Święty Brat Albert (Adam Chmielowski) jest jednym z najważniejszych polskich świętych, znanym ze swojego poświęcenia dla najuboższych i bezdomnych. Jego duchowe dziedzictwo i inspiracja są kontynuowane przez liczne instytucje, które noszą jego imię. Te instytucje działają w różnych obszarach społecznych, skupiając się na pomocy potrzebującym, opiece nad chorymi oraz wsparciu dla osób marginalizowanych. Wspomnienie św. Brata Alberta obchodzimy 17 czerwca. 

Życie św. Brata Alberta

Adam Chmielowski wstąpił jezuitów, jednak po pół roku opuścił nowicjat i wyjechał na Podole do swojego brata Stanisława. Tam związał się z tercjarzami św. Franciszka i prowadził pracę apostolską wśród ludności wiejskiej. W 1884 r. wrócił do Krakowa, gdzie poświęcił się służbie bezdomnym i opuszczonym. Za zgodą kard. Dunajewskiego w 1887 r. przywdział habit, rok później złożył śluby zakonne, przyjmując imię Albert. Założył zgromadzenia Braci Albertynów w 1888 r. i Sióstr Albertynek w 1891 r., które oparte zostały na regule św. Franciszka z Asyżu.

Pomoc ubogim

Brat Albert zajmował się biednymi i bezdomnymi. Zmieniał ogrzewalnie miejskie w przytuliska. Nie posiadając środków materialnych, kwestował na utrzymanie ubogich. Z biegiem czasu coraz bardziej oddawał się pomocy ubogim i stopniowo rezygnował z malarstwa. Swoją służbę na rzecz bezdomnych i biednych uważał za formę kultu Męki Pańskiej. Zakładał on domy dla starców, nieuleczalnie chorych, niepełnosprawnych i sierot. 

Jak sam powiedział: „Trzeba każdemu dać jeść, bezdomnemu miejsce, a nagiemu odzież, bez dachu i kawałka chleba może on już tylko kraść albo żebrać dla utrzymania życia”.

Brat Albert Chmielowski

Śmierć i beatyfikacja św. Brata Alberta

Schorowany brat Albert zmarł 25 grudnia 1916 r. w Krakowie. W 1938 r. prezydent Polski Ignacy Mościcki nadał mu pośmiertnie Wielką Wstęgę Orderu Polonia Restituta za wybitne zasługi w działalności niepodległościowej i na polu pracy społecznej.

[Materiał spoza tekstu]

PR #394, opened 2017-07-20
Fixed exception saving scripts under updated viewers (e.g. Alchemy 5)

appurist:
Newer viewers are using the sim CAP now, which passes a bool, but LLSD doesn't actually use a real bool, it's an int under the covers, so we need to convert or we get a C# type exception. 

This matches the fix in OpenSim for the same lack of support in the server code. This should actually be fixed at the OSD level but until that happens, this change should avoid the exceptions for all LLSD messages that include bools. Thanks to Cinder for this one.


appurist:
I'm going to merge this one. It's not my change, it's the one already applied to OpenSim for the same issue. I've reviewed it and tested it and it fixes a showstopper problem in the current `master` (unable to edit scripts) affecting newer viewers, including the Alchemy 5 release I was testing when I found this. We need a `master` that doesn't crash, and this fix looks good.

PR #396, opened 2017-07-27
Missing attachments on viewer relogs

appurist:
Fixed a possible race condition with session global `_rezMultupleAttachmentsData`.  It is used outside the lock; it might be getting cleared during async processing by another packet, especially if the asset cache isn't warmed up, such as on a different region from where the attachments were added.  Also some small tweaks to some of the inventory/asset reporting to help us investigate issues like this.


appurist:
Initial lengthy testing by @zauberparacelsus and I today were unable to reproduce the issue after testing on a region with these changes. However, after that we weren't able to reproduce the problem even on non-updated regions. So it's a bit unclear if this resolves the case in question, but it certainly didn't make it worse. Going to merge this for the RC deployment to Sandboxes tonight.

PR #398, opened 2017-07-28
Added a user-configurable limit (1 or 2) on the range of neighbor regions.

appurist:
Added a `LimitNeighbors` option to the `PresenceFlags` for region changes, and `/!neighbors range 1` command. Does not affect the range that region servers see, only the range viewers are informed about on region entrance.

The purpose of this is to test whether it would be beneficial to restore the old range of 1 region for neighbors, for bandwidth and connection reasons.  The current value of 2 can result in as many as 25 last regions connected to a viewer session, 30 regions on a crossing, and as many as 50 regions connected (on a teleport).  If a fair number of these have high content in the region, it has crashed viewers and seriously impacted performance. This is in some ways a stop-gap solution until Halcyon servers support view frustums and interest lists, but even then this option may be useful to limit wasted bandwidth when you don't care about neighbors, to limit neighbors during photography or recording, to test various features, to force a reconnection to distant regions, or even to provide region-wide privacy in some cases.

Also removed unused `GetKnownNeighborCountWithinClientDD` function.

### DIFF
--- a/InWorldz/InWorldz.Testing/MockClientAPI.cs
+++ b/InWorldz/InWorldz.Testing/MockClientAPI.cs
@@ -132,6 +132,12 @@ namespace InWorldz.Testing
             set { }
         }
 
+        public uint NeighborsRange
+        {
+            get { return 1; }
+            set { }
+        }
+
         public uint CircuitCode { get; set; }
 
 #pragma warning disable 0067 // disable "X is never used"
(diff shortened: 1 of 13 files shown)


appurist:
I have finished testing this, and I have 90 minutes to build the 0.9.36 RC, so I'm going to merge this for the 0.9.36 build, but feel free to send me any review comments privately or on the `master` commit itself.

Jan Paweł II dokonał beatyfikacji Brata Alberta w 1983 roku w Krakowie i kanonizacji w 1989 roku w Rzymie. Relikwie Świętego znajdują się w Sanktuarium Świętego Brata Alberta Ecce Homo w Krakowie.

Jest w tej postaci coś, co głęboko odpowiada trudnościom i niepokojom naszych czasów. Jest jakieś świadectwo dane Chrystusowi, Jego Ewangelii, dane człowiekowi, na które te właśnie czasy w szczególny sposób czekają.

Kard. K. Wojtyła (Kraków, 1 II 1977)

 

Czy ten, który – idąc za Chrystusem – pomagał ludziom dźwigać się, odzyskiwać ludzką godność i podmiotowość, stawać się współtwórcami wspólnego dobra społeczeństwa – nie jest nam dany jako znak i jako patron tego trudnego przełomu? 

Ojciec Święty Jan Paweł II (Rzym, 12 XI 1989)

CZYTAJ WIĘCEJ: Bp Ignacy Dec: Uczynki miłosierne względem ciała – Chorych odwiedzać

Ikonografia

W ikonografii św. Albert przedstawiany jest w szarobrązowym płaszczu zakonnym. Ramieniem otacza ubogiego.

Instytucje imienia Św. Brata Alberta i jego rola jako patrona

  1. Towarzystwo Pomocy im. Św. Brata Alberta

   – Misja: Towarzystwo powstało, aby pomagać osobom bezdomnym i ubogim. Jest to największa organizacja charytatywna w Polsce, która prowadzi schroniska, jadłodajnie, noclegownie oraz centra wsparcia dla osób w potrzebie.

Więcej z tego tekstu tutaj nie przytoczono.